Googlebot partage-t-il des données de géolocalisation lors du crawl ?
Non, Googlebot ne partage aucune donnée de géolocalisation. Il verra donc la même version qu'un utilisateur refusant ce consentement — d'où l'importance d'afficher du contenu par défaut.
Peut-on utiliser une détection IP côté serveur pour contourner ce problème ?
Oui, la détection IP côté serveur fonctionne pour Googlebot et permet d'afficher un contenu géolocalisé. Mais attention : l'IP de Googlebot change, et la géoloc par IP reste imprécise. Toujours prévoir un fallback.

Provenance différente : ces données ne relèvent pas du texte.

PR #158, opened 2025-08-21
Fix accumulation during scoring, remove unnecessary additional count

donaldcampbelljr:
This PR does three things:

1. I believe I've discovered a fix for unwanted accumulation during counting while using the score column instead of the default `1` value. Essentially, we have to ensure that the most recent added score is the one that is decremented. Otherwise, the accumulation has some remainder that hangs around between start sites and before encountering the next end site. I confirmed this on some test cases and now the scored accumulation have the same shape as the non scored accumulations.

2. While looking at the counting logic, I noticed that the counts are incremented between the start site iteration and before closing out the remaining end sites. This is from the original implementation. However, we check to see if the count goes below 0 and if it does, we set it to 0 anyway. Therefore, I believe this additional count is superfluous and should be removed. You can see from the test suite examples that it does change the output slightly towards the end of the out put files.

3. adds ability to read an input file list (as .txt) for uniwig


gtars/src/uniwig/counting.rs
```diff
@@ -118,7 +120,7 @@ pub fn start_end_counts(
         prev_coordinate_value = adjusted_start_site.0;
     }
 
-    count += 1; // We must add 1 extra value here so that our calculation during the tail as we close out the end sites does not go negative.
+    //count += 1; // We must add 1 extra value here so that our calculation during the tail as we close out the end sites does not go negative.
```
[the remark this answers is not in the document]
nleroy917: I think he mentioned that this was left over from the C code and probably not necessary

gtars/src/uniwig/counting.rs
```diff
@@ -72,10 +72,10 @@ pub fn start_end_counts(
 
         adjusted_start_site = coordinate_value;
         adjusted_start_site.0 = coordinate_value.0 - smoothsize;
-
         let current_score = adjusted_start_site.1;
 
         count += current_score;
+        collected_counts.insert(0,current_score); // needed to later decrement in the correct order
```
nleroy917, line 78: `cargo fmt`

gtars/src/uniwig/counting.rs
```diff
@@ -176,6 +178,7 @@ pub fn core_counts(
     let mut current_end_site: (i32, i32);
 
     let mut collected_end_sites: Vec<(i32, i32)> = Vec::new();
+    let mut collected_counts: Vec<i32> = Vec::new();
```
nleroy917, line 181: Does this type need to be annotated? I feel like I remember Seth arguing that we should let Rust do the type inference

nleroy917 (approved):
Looks good!

donaldcampbelljr:
I also confirmed that this does not break the workflow for creating wiggles and then using wigToBigWig to convert to bw. We are not really doing that workflow any longer (I believe) but wanted to ensure it still worked.

PR #173, opened 2016-12-15
allow non-admin folks to list their comments

riley:
## What does this PR do?

Kim got excited (thanks for the vote of confidence) and merged #163 while I was fixing this. In that PR, you could view your comments, but only if you were an admin (derp). This PR allows non-admin users to view their _own_ comments, but an admin can still view any user's comments.

## How do I test this PR?

- create a non-admin user
- leave a couple of comments
- click Settings and view a list of your comments


routes/api/comments/index.js
```diff
@@ -18,6 +18,18 @@ router.get('/', authorization.needed('admin'), (req, res, next) => {
     user_id = null
   } = req.query;
 
+  // everything on this route requires admin privileges besides listing comments for owner of said comments
```
gabelula, line 21: Can we add a tests for this?  Right now we have one that returns all the comments when the admin user is injected.

gabelula (approved):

Une page vide impacte-t-elle le crawl budget ?
Oui. Google va crawler la page, découvrir qu'elle est vide, et potentiellement réduire la fréquence de crawl sur ces URLs considérées comme peu pertinentes. C'est un gaspillage de ressources.
Les Core Web Vitals sont-ils affectés par une page vide ?
Oui, notamment le LCP (Largest Contentful Paint). Une page vide n'affiche aucun élément de contenu principal, ce qui peut générer un LCP nul ou extrêmement faible — signal négatif pour Google.
Faut-il utiliser un code HTTP spécifique si l'utilisateur refuse la géoloc ?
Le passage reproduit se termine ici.